Posted: 3 April 2025

Are Schools Ready for the Nursery Expansion? We Need to Rethink Early Years Training

By Louise Livingston, Head of Training

The Government announcing a significant expansion in school-based nursery places, raises urgent questions about whether schools—and teachers—are ready to meet the developmental needs of younger children.
Under the new plans, unveiled by Education Secretary Bridget Phillipson, from September the rollout of funded early education hours will be extended, offering working parents of children as young as nine months access to support. While the policy is a welcome move for families financially, in the early years sector we believe there needs to be a deeper look at the quality and suitability of provision within school settings.

Is the Training Sufficient?
At the heart of the debate is teacher preparation. Do the current Early Years Educator (EYE) and Early Years Teacher (EYT) qualifications place enough emphasis on foundational child development – particularly the developmental aspects that underpin successful early learning outcomes?

The curriculum needs to be built on what we know about how young children develop – and that’s not just literacy and numeracy. We need training that equips educators to support children’s social-emotional development, sensorimotor learning, executive function, as well as the fine and gross motor skills that form the foundation for lifelong learning.

Executive Function: The Hidden Key to Learning
Executive function; skills like working memory, flexible thinking, and self-regulation; is increasingly recognised by neuroscientists and educators as a critical component of preparation for learning and long-term success. These skills develop rapidly during the early years, but they require rich, movement-based environments and the kind of adult guidance that can only come from those specifically trained to understand how to observe and support development.
Without appropriate training, school-based nursery staff may prioritise more academic goals over these foundational capabilities, inadvertently widening achievement gaps later in schooling.

The Montessori Solution?
The inclusion of Montessori-trained educators within school nurseries could provide a solution. The Montessori method has long been praised for its child-led, developmentally aligned approach, which emphasises independence, self-regulation, and hands-on learning.

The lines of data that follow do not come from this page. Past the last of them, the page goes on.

PR #19, opened 2019-11-18
Add RELEASE.md describing the release process and use separate version params in independent pom.xml files

scholzj:
This PR adds new `RELEASE.md` file describing the release process. It also adds new properties for managing the versions of the Strimzi Kafka OAuth libraries.

### DIFF
--- a/RELEASE.md
+++ b/RELEASE.md
@@ -1,0 +1,39 @@
+# Strimzi Kafka OAuth release process
+
+This document describes the steps needed for release of Strimti Kafka OAuth library.
+
+## Create new release branch
+
+The release branch should be named `release-M.N.x` where `M.N` is replaced with the major and minor versions of the new release.
+For example:
+
+```
+git checkout -b release-0.2.x
+```
+
+## Set new version in main Maven project
+
+Update the version for the new Maven project:
+
+```
+mvn versions:set -DnewVersion=X.Y.Z
+```
+
+Where `X.Y.Z` is the new version which is going to be released.
+
+## Update dependencies in examples and tests
+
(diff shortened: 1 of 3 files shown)


RELEASE.md
```diff
@@ -0,0 +1,39 @@
...
+
+```
+mvn versions:set -DnewVersion=X.Y.Z
+```
+
+Where `X.Y.Z` is the new version which is going to be released.
+
+## Update dependencies in examples and tests
+
+Update the version in dependencies in:
```
mstruk: I propose more explicit directions:

Update the `strimzi-oauth.version` property in:

RELEASE.md
```diff
@@ -0,0 +1,39 @@
...
+* `examples/docker/pom.xml`
+* `testsuite/pom.xml`
+
+These are independent Maven projects, so the dependency version needs ot be bumped manually.
```
mstruk: Type: needs ot -> needs to

RELEASE.md
```diff
@@ -0,0 +1,39 @@
...
+
+## Set new version in main Maven project
+
+Update the version for the new Maven project:
+
+```
+mvn versions:set -DnewVersion=X.Y.Z
+```
+
+Where `X.Y.Z` is the new version which is going to be released.
```
ppatierno: should be M=X and Y=N? Why not using them, it could be confusing

scholzj: `X.Y.Z` is the normal placeholder for the version. But in the branch name it conflicets with the `.x` at the end. That is why different letters are used here and there.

Montessori classrooms also tend to be mixed-age; something that research shows can foster peer learning and build social maturity. A mixed Reception and Nursery class, for example, can offer a calmer, more consistent environment for younger children entering school, allowing them to learn at their own pace within a community of learners.

The Body Builds the Brain
Another concern is the undervaluing of the contribution that motor skill development makes to early childhood education. Gross and fine motor skills – self-care, climbing, balancing, drawing, gardening, cooking, using tools – aren’t just physical milestones; they’re deeply connected to cognitive development. Movement plays a vital role in forming the neural connections that support focus, memory, problem-solving and emotional and cognitive self-regulation.
Montessori classrooms offer daily opportunities for such physical exploration, integrating movement and learning through activities like Practical Life exercises (care of oneself and one’s environment) and engagement in outdoor activities – something that can be overlooked in traditional classroom models constrained by scheduling and targets.

A Call for a Broader Vision
As the nursery expansion moves forward, there needs to be urgent investment not just in places, but in people. That means teacher training rooted in current developmental science, recruitment of staff with specialist knowledge, and the inclusion of proven pedagogical approaches like Montessori that align with how young children actually learn and develop. Without this, the concern is that the policy, while well-intentioned, risks prioritising quantity over quality. We have an opportunity here to rethink early education. But if we don’t get it right from the start, we are only storing up problems for later.